Formula 1GP Gran Bretagna
Kimi Antonelli: “In Austria non ero contento del terzo posto. Silverstone potrebbe esaltare la guida di Russell”
Kimi Antonelli si presenta al media day di Silverstone alla vigilia del weekend Sprint del Gran Premio di Gran Bretagna 2026 da leader del Mondiale di Formula Uno dopo otto tappe con un vantaggio di 40 punti in classifica sul compagno di squadra inglese George Russell e 46 sulla Ferrari di Lewis Hamilton, entrambi pronti ad esaltarsi sulla pista di casa davanti all’appassionato pubblico locale.
Antonelli ha parlato ai media anche del fatto di sapere già oggi dove correrà nella prossima stagione, a differenza degli anni scorsi: “Il lato positivo di questa situazione è che puoi pensare solo a guidare, sapendo che non ci sono punti interrogativi in sospeso. Dall’altra parte, però, c’è anche il pericolo che avere delle certezze possa portarti a rilassarti, ed è una trappola in cui non voglio cadere. Il mio approccio resta quello di scendere in pista per dimostrare di meritare l’opportunità che mi è stata data. Al di là di questo, credo che trascorrerò un’estate molto più tranquilla rispetto a dodici mesi fa“.
Sulla strategia Mercedes nell’ultimo GP in Austria: “Mi è stato detto che la strategia scelta per me era la più veloce, volevano darmi una possibilità nel finale potendo contare su un set di pneumatici più fresco. Ovviamente ho detto la mia, e resto dell’idea che abbiamo perso la possibilità di fare l’undercut su Verstappen sia alla fine del primo sia del secondo stint. Considerando anche il passo che riuscivo a mantenere, soprattutto con la mescola hard, credo che fermandomi qualche giro prima non avremmo avuto problemi di degrado.
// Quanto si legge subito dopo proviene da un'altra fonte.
PR #1128, opened 2023-02-01
Add variant for Kibana >= 8.7.0 with experimental toggles enabled

jsoriano:
Supersedes https://github.com/elastic/elastic-package/pull/1108.

It adds a new variant for versions of the stack between 8.2 and 8.6, and enables the experimental toggles for Kibana starting on 8.7.

With `elastic-package stack up --version 8.7.0-SNAPSHOT`:

Captura desde 2023-02-01 12-48-30

It adds technical debt but we don't have another way to do it till we templatize these files, as is attempted in https://github.com/elastic/elastic-package/pull/1055.


mrodm (approved):
LGTM

kpollich (approved):
Thanks!

Issue #1116, opened 2023-01-26
Run tests in CI with docker-compose v2


jsoriano:
CI is currently using docker compose v1, but docker compose v2 is better maintained and currently quite mature. [v2 is already the default in Docker for Mac](https://github.com/elastic/elastic-package/issues/1114#issuecomment-1404455407). Last version of docker-compose v1 was released almost two years ago ([v1.29.2](https://github.com/docker/compose/releases/tag/1.29.2)).

Current CI:
```
[2023-01-26T01:42:49.686Z] 2023/01/26 01:42:49 DEBUG running command: /usr/local/bin/docker-compose version --short
[2023-01-26T01:42:50.388Z] 2023/01/26 01:42:50 DEBUG Determined Docker Compose version: 1.25.5, the tool will use Compose V1
```

PR #1130, opened 2023-02-01
Add more stages to main buildkite pipeline

mrodm:
This PR adds into the Buildkite pipeline that migrates [this Jenkins pipeline](https://fleet-ci.elastic.co/blue/organizations/jenkins/Ingest-manager%2Felastic-package/activity/) the following stages/steps:
- Release step (removed from Jenkinsfile)
- Integration tests added as a group of steps
    - Used same credentials as in Jenkins

Examples tested:
- [x] If unit tests or check static steps fail, integration tests are not run:
no integrations run
- [x] All tests failing are reported using annotation:
failing tests different steps
- [x] Tested re-triggering a building using a comment

Pending
- Coverage reports
- Upload artifacts safely


mrodm:
buildkite test this

.buildkite/scripts/release.sh
```diff
@@ -0,0 +1,15 @@
...
+echo "--- fetching tags"
+# Ensure that tags are present so goreleaser can build the changelog from the last release.
+git rev-parse --is-shallow-repository
+git fetch origin --tags
+
+echo "--- running goreleaser"
+# Run latest version of goreleaser
+# TODO Remove check command once this stage is removed from Jenkinsfile
+# curl -sL https://git.io/goreleaser | bash
+curl -sL https://git.io/goreleaser | bash -s -- check
```
mrodm, line 14: As the release step is performed in Jenkins currently, this just performs a check.

Should we remove the release step from jenkins in this PR and enable it here ?

.buildkite/pipeline.yml
```diff
@@ -1,12 +1,20 @@
+env:
+  SETUP_GVM_VERSION: 'v0.5.0' # https://github.com/andrewkroh/gvm/issues/44#issuecomment-1013231151
+  DOCKER_COMPOSE_VERSION: "1.25.5" # "v2.15.1"
```
mrodm, line 3: Using latest docker-compose version (v2.15.1) failed booting up the terraform scenarios (aws and gcp packages), with this error:

```
023/02/07 19:00:45 DEBUG running command: /opt/buildkite-agent/builds/bk-agent-elastic-gcp-1675796088139803659/elastic/elastic-package/bin/docker-compose -f /var/lib/buildkite-agent/.elastic-package/deployer/terraform/terraform-deployer.yml -f /opt/buildkite-agent/builds/bk-agent-elastic-gcp-1675796088139803659/elastic/elastic-package/test/packages/parallel/gcp/data_stream/compute/_dev/deploy/tf/env.yml -p elastic-package-service config
WARN[0000] The "TF_DIR" variable is not set. Defaulting to a blank string.
1 error(s) decoding:
 
* error decoding 'Volumes[0]': invalid spec: :/stage: empty section between colons
2023/02/07 19:00:45 DEBUG waiting for 1s before tearing down...
Error: error running package system tests: could not complete test run: could not setup service: could not get Docker Compose configuration for service: exit status 15
```

This error would be caused by the volume definition in this docker-compose file:
https://github.com/elastic/elastic-package/blob/main/internal/install/_static/terraform_deployer.yml#L15

.buildkite/pipeline.trigger.integration.tests.sh
```diff
@@ -0,0 +1,79 @@
...
+    test-stack-command-7x
+    test-stack-command-86
+    test-stack-command-8x
+)
+
+for test in ${STACK_COMMAND_TESTS[@]}; do
+    echo "      - label: \":go: Running integration test: ${test}\""
+    echo "        command: ./.buildkite/scripts/integration_tests.sh -t ${test}"
+    echo "        agents:"
+    echo "          provider: \"gcp\""
```
mrodm, line 25: Provider gcp is required to use docker-like commands.

.buildkite/hooks/pre-command
```diff
@@ -0,0 +1,52 @@
...
+        else
+            >&2 echo "Retry $count/$retries exited $exit, no more retries left."
+            return $exit
+        fi
+    done
+    return 0
+}
+
+GCP_SERVICE_ACCOUNT_SECRET_PATH=secret/ci/elastic-elastic-package/gcp-service-account
+AWS_SERVICE_ACCOUNT_SECRET_PATH=secret/ci/elastic-elastic-package/elastic-temp-aws-account-auth
```
mrodm, line 26: Should this be moved to the ci-shared path ?

This credential should be updated.
The advantage of moving it already to the shared path is that no other PR should be required to update this file.

If it is moved, what about this path `kv/ci-shared/platform-ingest/aws-account-auth` ?

.buildkite/pipeline.yml
jsoriano: I think this is because `docker-compose config` didn't require to replace the environment variables in 1.x and it does in 2.x.

I have a fix for this in https://github.com/elastic/elastic-package/pull/1140/files#diff-37d9cb502e75dd46add8cb1fe8a9701aab162575bc068c9891b85ec55a305336L58

But feel free to bring it here if you want to use v2 (and close https://github.com/elastic/elastic-package/issues/1116 if you do :slightly_smiling_face: )

.buildkite/scripts/release.sh
jsoriano: I guess we should move it to buildkite at some moment, so feel free to do it now if easy.

.buildkite/pipeline.yml
mrodm: I would prefer to keep this PR using the same docker-compose version as it runs in Jenkins, to ensure that there are no unexpected changes in behavior.

One note to remark about the tests run in docker-compose v2 is that is much more verbose and the buildkite output per step is truncated.

.buildkite/pipeline.yml
```diff
@@ -19,10 +27,31 @@ steps:
   - wait: ~
```
alexsapran, line 27: Why we are adding this wait step?

mrodm: This wait forces that the two steps defined previously (Run check static and Run unit tests) are finished before executing the following ones.

I wanted to force that way, so in case one of these two steps fail, integration tests are not run. Same behavior as in Jenkins.

.buildkite/scripts/integration_tests.sh
```diff
@@ -0,0 +1,106 @@
+#!/bin/bash
```
mrodm, line 1: These files should have a License header ? 
If so, how can it be added ? using golicenser?

.buildkite/scripts/release.sh
mrodm: Ok, I'll remove the release step from Jenkins in favor of this one (removing check flag).

jlind23:
@mrodm I would rather remove the Jenkins job and create follow up issue for Buildkite pipeline otherwise I think we will keep both for a while.

jsoriano:
> in Jenkins, before running the pipeline, the default branch is merged into the changeset pushed, creating a new changeset that will be the one to be tested
> * in Buildkite, the changeset tested is the one pushed to the PR.

I think we want this, otherwise concurrent PRs can break main branches, specially on busy repositories. It is a pity that Buildkite doesn't offer it.

Maybe we can explore the use of Github merge queues (beta) for this https://docs.github.com/en/repositories/configuring-branches-and-merges-in-your-repository/configuring-pull-request-merges/managing-a-merge-queue.
If I understand well, once a PR is queued, and before merging it, a temporary branch is created with the merge and the required checks executed.
This is enabled in the branch protection rules of a repository.
Captura desde 2023-02-14 10-37-16

We could give it a try.

> in Jenkins, there are coverage reports generated and added comments back to the PR. 
>  * in Buildkite, not able to migrate that feature for now.

Perhaps we can ignore this by now, and have an explicit task on next sprint to explore alternatives. I see this as a nice to have by now.

> Given that, I would keep the Jenkins workflow for now too, WDYT ?

I would only consider a blocker the first point, as this can affect development. For the reports I would be ok if we lose this by now, but have an specific plan to solve it soon.

mrodm:
Currently, testing for the first point this plugin:
https://github.com/seek-oss/github-merged-pr-buildkite-plugin

It would require to change some settings in the buildkite pipeline definition to disable 
`Skip pull requests builds for existing commits`. I think this setting would be important for those PRs created directly in upstream (dependabot).

mrodm:
Following the idea in https://github.com/seek-oss/github-merged-pr-buildkite-plugin, it has been added a new post-checkout hook in the repository (`.buildkite/hooks/post-checkout`) that allows us to have the same behavior as in Jenkins.
After checking out the repository, it performs these steps:
- Fetch latest changes from target branch (main) and checks out that branch
- Creates a new temporal branch based on target branch
- Merges the PR in that temporal branch

That new temporal branch with the merge commit is the one to be tested/run in each step.

This process is repeated for each step in the pipeline.

.buildkite/hooks/pre-command
mrodm: Moved this credential to the ci-shared path

.buildkite/scripts/integration_tests.sh
jsoriano: Yeah, I think they can be kept like this.

.buildkite/pipeline.yml
```diff
@@ -19,10 +27,31 @@ steps:
...
     continue_on_failure: true
 
-  - label: "Junit annotate"
+  - label: ":pipeline: Trigger Integration tests"
+    command: ".buildkite/pipeline.trigger.integration.tests.sh | buildkite-agent pipeline upload"
```
jsoriano, line 31: There is a bit of complexity here. To run integration tests we have this stack of scripts:
* `.buildkite/pipeline.yml`
* `pipeline.trigger.integration.tests.sh`
* `./.buildkite/scripts/integration_tests.sh`
* `make` targets
* `scripts/test-...`

There would be any option to reduce this complexity? Maybe we can remove the make targets and call directly the scripts? Though the make targets can be useful to reproduce locally with the same parameters.

Or most of the things `integration_tests.sh` does is to install things, could this be also done by providing an image with these dependencies?

Food for thought, no need to do anything about this on this PR.

.buildkite/hooks/pre-command
```diff
@@ -0,0 +1,52 @@
...
+# Secrets must be redacted
+# https://buildkite.com/docs/pipelines/managing-log-output#redacted-environment-variables
+
+if [[ "$BUILDKITE_PIPELINE_SLUG" == "elastic-package" && "$BUILDKITE_STEP_KEY" == "integration-parallel-gcp" ]]; then
+    export ELASTIC_PACKAGE_GCP_PROJECT_SECRET=$(retry 5 vault read -field projectId ${GCP_SERVICE_ACCOUNT_SECRET_PATH})
+    export ELASTIC_PACKAGE_GCP_CREDENTIALS_SECRET=$(retry 5 vault read -field credentials ${GCP_SERVICE_ACCOUNT_SECRET_PATH})
+
+    # Environment variables required by the service deployer
+    export GOOGLE_CREDENTIALS=${ELASTIC_PACKAGE_GCP_CREDENTIALS_SECRET}
+    export GCP_PROJECT_ID=${ELASTIC_PACKAGE_GCP_PROJECT_SECRET}
```
jsoriano, line 38: Should we set these [`redacted-vars`](https://buildkite.com/docs/agent/v3/configuration#redacted-vars) to hide these variables that doesn't match with the default patterns?

.buildkite/pipeline.yml
```diff
@@ -19,10 +27,31 @@ steps:
   - wait: ~
     continue_on_failure: true
 
-  - label: "Junit annotate"
+  - label: ":pipeline: Trigger Integration tests"
```
jsoriano, line 30: Should we remove integration tests from the Jenkinsfile?

jsoriano (approved):
Overall LGTM, I think that we are increasing the complexity with these buildkite pipelines based on bash, but I guess that we will get used to it as we migrate more things.

.buildkite/hooks/pre-command
mrodm: As the environment variables ELASTIC_PACKAGE_GCP_PROJECT_SECRET and ELASTIC_PACKAGE_GCP_CREDENTIALS_SECRET match the pattern of redacted variables, if other environment variables are built from there, they are also redacted.

I did some tests in this PR https://github.com/elastic/elastic-package/pull/1133
and here it is the output https://buildkite.com/elastic/elastic-package/builds/207#01865643-9d81-42bc-8010-971526776081

It looks like buildkite takes into account the string contained by the environment variables, and any occurrence is redacted.

.buildkite/pipeline.yml
mrodm: At first, in this PR I wanted to check that both Jenkins and Buildkite, had the same results.
I've created this follow-up PR to remove all those stages related to tests once this is merged
https://github.com/elastic/elastic-package/pull/1147

.buildkite/hooks/pre-command
jsoriano: Ah ok, nice then.

.buildkite/pipeline.yml
mrodm: That's true, there are more scripts than before with Jenkins. All that logic was defined inside the same groovy file (`.ci/Jenkinsfile`) i.e. triggering dynamically stages in Jenkins depending on the existing test folders, using specific commands in each one.

> Maybe we can remove the make targets and call directly the scripts? Though the make targets can be useful to reproduce locally with the same parameters.

As you mention, I would keep `make` targets since they are helpful to run and test everything locally.

> Or most of the things integration_tests.sh does is to install things, could this be also done by providing an image with these dependencies?

Those dependencies installed in `integration_tests.sh` probably they could be moved to a custom agent image. It would also make the builds faster since each step would not install everything.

Nell’ultimo stint ho segnato il mio giro più veloce a due tornate dalla bandiera a scacchi, quando le gomme avevano ormai percorso venti giri“.
Sul problema ai freni che ha dovuto fronteggiare soprattutto nella prima parte della corsa austriaca: “Ho avuto qualche problema per tutto il weekend, non solo in gara. Nei primi giri, quando mi sono ritrovato alle spalle di Charles, c’era una differenza di temperatura tra il lato destro e quello sinistro dell’impianto frenante: uno era più caldo dell’altro e questo rendeva la macchina un po’ instabile in frenata. Anche il pedale era più lungo del normale. La squadra sta indagando sulle cause e credo che oggi saprò qualcosa di più“.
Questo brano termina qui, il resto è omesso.